Correct Invalid Data¶
- Add or correct any invalid data by typing the details. Suggested values and labels will be based on the selected ontologies for specific features.
- Once the data is corrected, the new and validated values will be shown in green.
Bulk replace Values¶
- Replace all values in a column by clicking on Bulk replace and typing the new values. Preferred values are suggested based on the template ontologies.
- Add missing values in bulk by clicking on the empty field and typing the new value. Suggested values will appear based on the dictionaries selected for the template, e.g., for the Age unit, suggested values will be shown. Click on replace to apply the changes.
- If you are correcting invalid values rather than adding missing data, you can also use this function to correct data in groups. The process is visualised on the screenshot below.
Correct values in bulk
Correct values in bulk by selecting the new name (suggested values from the dictionary will display). Select and apply changes to replace values in the selected cells, e.g., change “cell type: brain ventricle” to “brain ventricle”. The change will apply to all 5 cells where the values are found.
Copy or Reassign Values¶
- Copy or reassign values from another column by clicking on the selected column and clicking Copy values to...
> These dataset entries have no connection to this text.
PR #3355, opened 2019-11-14
add sync-users section in auth0 integration guide

tirumaraiselvan:
### Description

Auth0 users need to be synced with the postgres database so that they can be used effectively in any application. This PR adds a section for this purpose.

### Affected components

- [x] Docs

### DIFF
--- a/docs/graphql/manual/guides/integrations/auth0-jwt.rst
+++ b/docs/graphql/manual/guides/integrations/auth0-jwt.rst
@@ -167,15 +167,10 @@ just like any other role.
 Sync Users from Auth0
 ^^^^^^^^^^^^^^^^^^^^^
 
-Now, that you have created an Auth0 application and can signup/login, you will need a way to sync your users in Postgres as well.
-All you really need is the Auth0 ``user_id`` in something like a "users" table.
+Now that you have created an Auth0 application and can signup/login, you will need a way to sync your users in Postgres as well.
+All you really need is the Auth0 ``user_id`` in something like a ``users`` table.
 
-Using Auth0 Rules again, add the following rule which will insert a new user everytime someone signs-up.
-
-.. note::
-
-   We need to use an ``upsert`` operation here because social logins do not distinguish between sign-up and login. Hence, we need to run this rule everytime a successful login is made and do nothing if the user already exists.
-
+Using Auth0 Rules again, add the following rule which will insert a new user every time someone signs up.
 
 .. code-block:: javascript
 
@@ -202,3 +197,7 @@ Using Auth0 Rules again, add the following rule which will insert a new user eve
    }
 
 That’s it! This rule will be triggered on every successful signup/login and sync your Auth0 user into your postgres database.
+
+.. note::
+
+   We need to use an ``upsert`` operation here because social logins do not distinguish between sign-up and login. Hence, we need to run this rule every time a successful login is made and do nothing if the user already exists.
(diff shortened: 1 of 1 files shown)


docs/graphql/manual/guides/integrations/auth0-jwt.rst
```diff
@@ -163,3 +163,42 @@ The configured unauthorized role will be used whenever an access token is not pr
 
 This can be useful for data that you would like anyone to be able to access and can be configured and restricted
 just like any other role.
+
+Sync Users from Auth0
+^^^^^^^^^^^^^^^^^^^^^
+
+Now, that you have created an Auth0 application and can signup/login, you will need a way to sync your users in Postgres as well.
```
marionschleifer:
```suggestion
Now that you have created an Auth0 application and can signup/login, you will need a way to sync your users in Postgres as well.
```

docs/graphql/manual/guides/integrations/auth0-jwt.rst
```diff
@@ -163,3 +163,42 @@ The configured unauthorized role will be used whenever an access token is not pr
...
+All you really need is the Auth0 ``user_id`` in something like a "users" table.
```
marionschleifer:
```suggestion
All you really need is the Auth0 ``user_id`` in something like a ``users`` table.
```

docs/graphql/manual/guides/integrations/auth0-jwt.rst
```diff
@@ -163,3 +163,42 @@ The configured unauthorized role will be used whenever an access token is not pr
...
+
+Using Auth0 Rules again, add the following rule which will insert a new user everytime someone signs-up.
```
marionschleifer:
```suggestion
Using Auth0 rules again, add the following rule which will insert a new user every time someone signs up.
```

docs/graphql/manual/guides/integrations/auth0-jwt.rst
```diff
@@ -163,3 +163,42 @@ The configured unauthorized role will be used whenever an access token is not pr
...
+
+.. note::
+
+   We need to use an ``upsert`` operation here because social logins do not distinguish between sign-up and login. Hence, we need to run this rule everytime a successful login is made and do nothing if the user already exists.
```
marionschleifer:
```suggestion
   We need to use an ``upsert`` operation here because social logins do not distinguish between sign-up and login. Hence, we need to run this rule every time a successful login is made and do nothing if the user already exists.
```

docs/graphql/manual/guides/integrations/auth0-jwt.rst
```diff
@@ -163,3 +163,42 @@ The configured unauthorized role will be used whenever an access token is not pr
...
+
+Sync Users from Auth0
+^^^^^^^^^^^^^^^^^^^^^
+
+Now, that you have created an Auth0 application and can signup/login, you will need a way to sync your users in Postgres as well.
+All you really need is the Auth0 ``user_id`` in something like a "users" table.
+
+Using Auth0 Rules again, add the following rule which will insert a new user everytime someone signs-up.
+
+.. note::
```
marionschleifer: Can we have the note after the example. When we say "...add the following rule..." then the example should come right after that.

docs/graphql/manual/guides/integrations/auth0-jwt.rst
tirumaraiselvan: I feel `Rules` should be capitalized here to emphasize that it's a feature and not used as a common noun.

- Select the column where you want to copy the existing values and click on Copy values. If the selected column contains data, you will receive a notification to confirm you want to replace the existing data.
Save Changes¶
Once you are done with the changes, click on Publish at the bottom left of the page to save the current changes. Customize the name of the changes you have made in the current version.
By following these steps, you can efficiently create, manage, and curate studies as a Data Contributor using the interface of the Open Data Manager.